Por Osvaldo Reyes
En un mercado cada vez más dinámico y competitivo, el registro sanitario no puede verse como un simple trámite administrativo. Se trata de una herramienta esencial para proteger la salud de la población y garantizar que los productos que llegan a los hogares cumplan con estándares mínimos de calidad, inocuidad y trazabilidad.
En la República Dominicana, la regulación establece que todo alimento, bebida, cosmético o producto de uso humano debe contar con autorización oficial emitida por la Dirección General de Medicamentos, Alimentos y Productos Sanitarios (DIGEMAPS). Este proceso no solo certifica la composición del producto, sino que también valida sus condiciones de fabricación, almacenamiento y distribución. En otras palabras, representa un filtro técnico diseñado para prevenir riesgos sanitarios.
Cuando un artículo se comercializa sin ese aval, se vulnera el derecho del consumidor a recibir información clara y a adquirir productos seguros. Además, se distorsiona la competencia, ya que los comercios que cumplen con la ley asumen costos y procesos que otros, al margen de la normativa, evaden. Esta práctica genera una desigualdad comercial que debilita la formalidad del mercado.

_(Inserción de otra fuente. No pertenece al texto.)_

PR #1417, opened 2023-03-07
WRP-6257: Layout: Added screenshot tests for `grow` prop of `Cell`

hoeunryuLG:
### Checklist

A follow-up PR to add qa-sampler and screenshot tests for `grow` prop in `Cell` (enactjs/enact#3128)

### Resolution
- ~~Added qa-sampler for `Layout`~~
- Added screenshot tests

~~qa-sampler~~
~~- One Column and Nested three Rows with a total of 9 Cells to control them at once.~~
~~- Three Cells in a Layout to control them individually.~~

~~In principle, this should be added to enact, but since enact does not have qa-sampler, it is added to sandstone instead.~~

screenshot tests

* Row
  - Simply set the `grow` prop to check if each cell occupies the same area.
  - Set `grow` and `size={1000} to make sure it fills the remaining area of the container.
  - by setting `grow` and `size={1500}`
     - Check that it does not shrink below the specified size
     - When `wrap` is activated, cells are listed in two lines and check if the last cell fills up the container.
    
* Column
  - Simply set the `grow` prop to check if each cell occupies the same area.
  - Set `grow` and `size={100}` to make sure it fills the remaining area of the container.
  - Set `grow` and `size={500}` to make sure it doesn't shrink below the
      specified size.

* Layout
  - by setting `grow` and `size={1500}`
     - Check that it does not shrink below the specified size.
     - When `wrap` is activated, check if cells are listed in two lines, and the last cell fills up the container.
 
### Additional Considerations
enactjs/enact#3128 should be merged first.

### Links
WRP-6257
enactjs/enact#3128

### Comments


samples/sampler/stories/qa/Layout.js
```diff
@@ -0,0 +1,136 @@
+import {boolean, select} from '@enact/storybook-utils/addons/controls';
+import Layout, {Cell, Column, Row} from '@enact/ui/Layout';
+
+export default {
+	title: 'Sandstone/Layout',
```
MikyungKim, line 5: I'm not sure about adding this to sandstone qa-sampler. 🤔
How about adding `grow` prop to the existing enact ui/Layout sampler?

tests/screenshot/apps/components/Layout.js
```diff
@@ -41,7 +41,25 @@ const rowTestCases = [
...
+	</Layout>,
+
+	<Row>
+		<Cell className={css.red} grow>Layout Head</Cell>
+		<Cell className={css.blue} grow>Layout Content</Cell>
+		<Cell className={css.green} grow>Layout Tail</Cell>
+	</Row>,
+
+	<Row>
+		<Cell className={css.red} grow size={1000}>Layout Head</Cell>
```
MikyungKim, line 53: The above Row result and this Row result look the same. Is this intended? Or should we change the size..?

tests/screenshot/apps/components/Layout.js
```diff
@@ -76,6 +94,24 @@ const columnTestCases = [
...
+	</Column>,
+
+	<Column style={{height: "500px"}}>
+		<Cell className={css.red} grow>Column header6</Cell>
+		<Cell className={css.blue} grow>Column Content6</Cell>
+		<Cell className={css.green} grow>Column footer6</Cell>
+	</Column>,
+
+	<Column style={{height: "500px"}}>
+		<Cell className={css.red} grow size={100}>Column header7</Cell>
```
MikyungKim, line 106: Likewise, the previous one and this test look similar.

samples/sampler/stories/qa/Layout.js
hoeunryuLG: I thought sampler and qa-sampler had different purposes.
The sampler had a showcase for UI components, and the qa-sampler had various test cases for UI components. But Enact doesn't have a qa-sampler, so I put this code in Sandstone's qa-sampler. But I will if you want to place this code into Enact's sampler.

tests/screenshot/apps/components/Layout.js
hoeunryuLG: This is intended. The result of both is the same. However, I want to test that when the sum of the sizes of three Cells is smaller than the size of the container, the three Cells are arranged side by side and fill the remaining space of the container.

tests/screenshot/apps/components/Layout.js
hoeunryuLG: Same as the intent of the test above.

samples/sampler/stories/qa/Layout.js
MikyungKim: If we could cover the test with Screenshot tests, I think that is enough.
Let's not add this and see if you can add the `grow` prop to the default Layout sampler from enact sampler.

hoeunryuLG:
The PR has been updated to address reviewer's comments.

MikyungKim (approved):
LGTM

El debate no debe centrarse únicamente en la sanción, sino en la prevención. La fiscalización permanente por parte de organismos como Pro Consumidor y las autoridades sanitarias resulta clave, pero no es suficiente si no existe una cultura empresarial orientada al cumplimiento normativo. Los supermercados y distribuidores, como eslabones estratégicos en la cadena de comercialización, tienen la responsabilidad ética y legal de verificar que cada producto en sus anaqueles cuente con la documentación correspondiente.
Más allá del marco legal, este tema toca la confianza ciudadana. El consumidor deposita su seguridad en la marca, en el establecimiento y en la supervisión del Estado. Cada producto irregular que logra colarse en el mercado erosiona esa confianza y pone en entredicho la eficacia de los controles.

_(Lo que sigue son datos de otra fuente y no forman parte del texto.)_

PR #1442, opened 2023-04-25
WRP-13074: call getLastInputType method only when it's available

hoeunryuLG:
### Checklist

This issue was raised because we unconditionally execute `getLastInputType` LS call without checking for the existence of the function. So, `surface-manager` reports an `LS_NO_METH` error on RP-based platforms.

### Resolution
The `getLastInputType` method only exists on TV platforms, not RP or OSE. So we need to check the function's existence first before calling the function.

We can query the API method list using a special method.
- `com/palm/luna/private/introspection`

Using this API, ThemeDecorator checks the existence of `getLastInputType` function in `constructor` and calls the function only when it is available in `componentDidMount`.

Please take a look at the commit message for more details. [9d35bbb](https://github.com/enactjs/sandstone/commit/9d35bbb7c03a078b96c8491cfe556a5edef667db)
### Additional Considerations
`surface-manager` should not report an `LS_NO_METH` error anymore on RP-based platforms.

### Links
WRP-13074

### Comments

### DIFF
--- a/CHANGELOG.md
+++ b/CHANGELOG.md
@@ -16,6 +16,7 @@ The following is a curated list of changes in the Enact sandstone module, newest
 
 - `sandstone/Picker` to include `type` in the event payload for `onChange`
 - `sandstone/Scroller` and `sandstone/VirtualList` to handle focus properly via page up at the first page and page down at the last page
+- `sandstone/ThemeDecorator` to call the API checking the last input type only when it's available
 - `sandstone/WizardPanels` to restore focus properly after a transition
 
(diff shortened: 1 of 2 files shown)


hoeunryuLG:
codecov drops by 0.03, but LS2Request code is not a component we can write a unit test for.

hoeunryuLG:
The PR has been merged with the latest develop branch

hoeunryuLG:
The approach of asking whether a function exists and then calling it cannot be used. Using the mentioned private LS API is a problem, and Enact has no choice but to call the function once.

También es fundamental fortalecer la educación al consumidor. Revisar etiquetas, confirmar la presencia del número de registro sanitario y denunciar irregularidades son acciones que contribuyen a un ecosistema comercial más transparente. La corresponsabilidad social juega un papel determinante en la construcción de un mercado más seguro.

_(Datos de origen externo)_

PR #1452, opened 2023-05-24
WRP-15428: Add hiding element feature to EditableScroller

juwonjeong:
### Checklist

Add hiding/showing element feature when scroller is in edit mode(when `editable` is given)

### Resolution
- Item will be selected by single tap/click
- The selected item can be hidden and also hidden items can be shown
- Added `longPresMode` feature to `editable` object, allowing long-press or single tap to select an item.
- Fixed a bug where removing a selected item while moving was not working properly.
- Added qa-sampler 

### Additional Considerations

### Links
WRP-15428

### DIFF
--- a/Scroller/EditableWrapper.js
+++ b/Scroller/EditableWrapper.js
@@ -394,6 +394,7 @@ const EditableWrapper = (props) => {
 		const {prevToIndex, selectedItem} = mutableRef.current;
 
 		if (selectedItem) {
+			// rearrangedItems need for the case when removing item while moving selected item
 			const rearrangedItems = mutableRef.current.rearrangedItems;
 			const selectedItemRect = selectedItem && selectedItem.getBoundingClientRect();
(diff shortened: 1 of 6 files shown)


Scroller/EditableWrapper.js
```diff
@@ -40,7 +40,10 @@ const EditableShape = PropTypes.shape({
 	onComplete: PropTypes.func.isRequired,
 	centered: PropTypes.bool,
 	css: PropTypes.object,
-	removeItemFuncRef: EnactPropTypes.ref
+	hideItemFuncRef: EnactPropTypes.ref,
+	longPressMode: PropTypes.bool,
```
0x64, line 44: Let's name it `selectItemBy` in string type to make it clear.

juwonjeong: It's fixed.

0x64 (approved):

El registro sanitario no debe percibirse como un obstáculo para el comercio, sino como una garantía para todos. Asegura condiciones equitativas para los empresarios responsables y protege la salud de millones de ciudadanos. En un contexto donde la seguridad alimentaria y la transparencia comercial son prioridades globales, el cumplimiento de esta normativa es una obligación innegociable.